> **What is being asked**:
Show each line of the data below in which "MediaHandler" occurs.

> **Data provided**:
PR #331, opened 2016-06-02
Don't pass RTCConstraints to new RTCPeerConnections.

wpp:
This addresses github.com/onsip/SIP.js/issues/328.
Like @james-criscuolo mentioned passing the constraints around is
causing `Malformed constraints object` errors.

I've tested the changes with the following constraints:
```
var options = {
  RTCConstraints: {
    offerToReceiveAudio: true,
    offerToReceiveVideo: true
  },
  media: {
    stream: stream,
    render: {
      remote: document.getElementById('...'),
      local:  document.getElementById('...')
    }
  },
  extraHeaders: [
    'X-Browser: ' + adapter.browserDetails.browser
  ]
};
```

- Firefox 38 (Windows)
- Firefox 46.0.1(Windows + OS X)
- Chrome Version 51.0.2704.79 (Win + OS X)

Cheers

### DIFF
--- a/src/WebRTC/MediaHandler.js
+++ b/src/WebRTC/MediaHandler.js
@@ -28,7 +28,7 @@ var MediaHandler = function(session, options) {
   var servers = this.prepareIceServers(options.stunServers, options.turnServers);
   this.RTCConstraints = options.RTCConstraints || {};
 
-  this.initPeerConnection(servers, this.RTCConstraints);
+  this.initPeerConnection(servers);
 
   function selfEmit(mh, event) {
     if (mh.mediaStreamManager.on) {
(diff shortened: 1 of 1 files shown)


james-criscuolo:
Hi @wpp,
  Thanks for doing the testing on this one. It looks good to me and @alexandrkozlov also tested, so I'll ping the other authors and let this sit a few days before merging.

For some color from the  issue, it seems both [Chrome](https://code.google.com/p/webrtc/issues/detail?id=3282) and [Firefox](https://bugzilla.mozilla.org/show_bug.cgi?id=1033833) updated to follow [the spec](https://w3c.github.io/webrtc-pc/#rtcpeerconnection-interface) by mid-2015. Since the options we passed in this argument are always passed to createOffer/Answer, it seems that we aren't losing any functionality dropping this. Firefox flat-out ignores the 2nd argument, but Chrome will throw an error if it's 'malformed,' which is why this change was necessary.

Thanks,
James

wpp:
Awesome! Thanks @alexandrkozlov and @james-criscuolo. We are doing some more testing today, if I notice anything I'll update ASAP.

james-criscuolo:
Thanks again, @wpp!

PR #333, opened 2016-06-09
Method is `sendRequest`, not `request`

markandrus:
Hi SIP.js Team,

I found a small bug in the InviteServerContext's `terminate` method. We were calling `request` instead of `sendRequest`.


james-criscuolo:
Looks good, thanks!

> **Exercise result**:
--- a/src/WebRTC/MediaHandler.js
+++ b/src/WebRTC/MediaHandler.js
@@ -28,7 +28,7 @@ var MediaHandler = function(session, options) {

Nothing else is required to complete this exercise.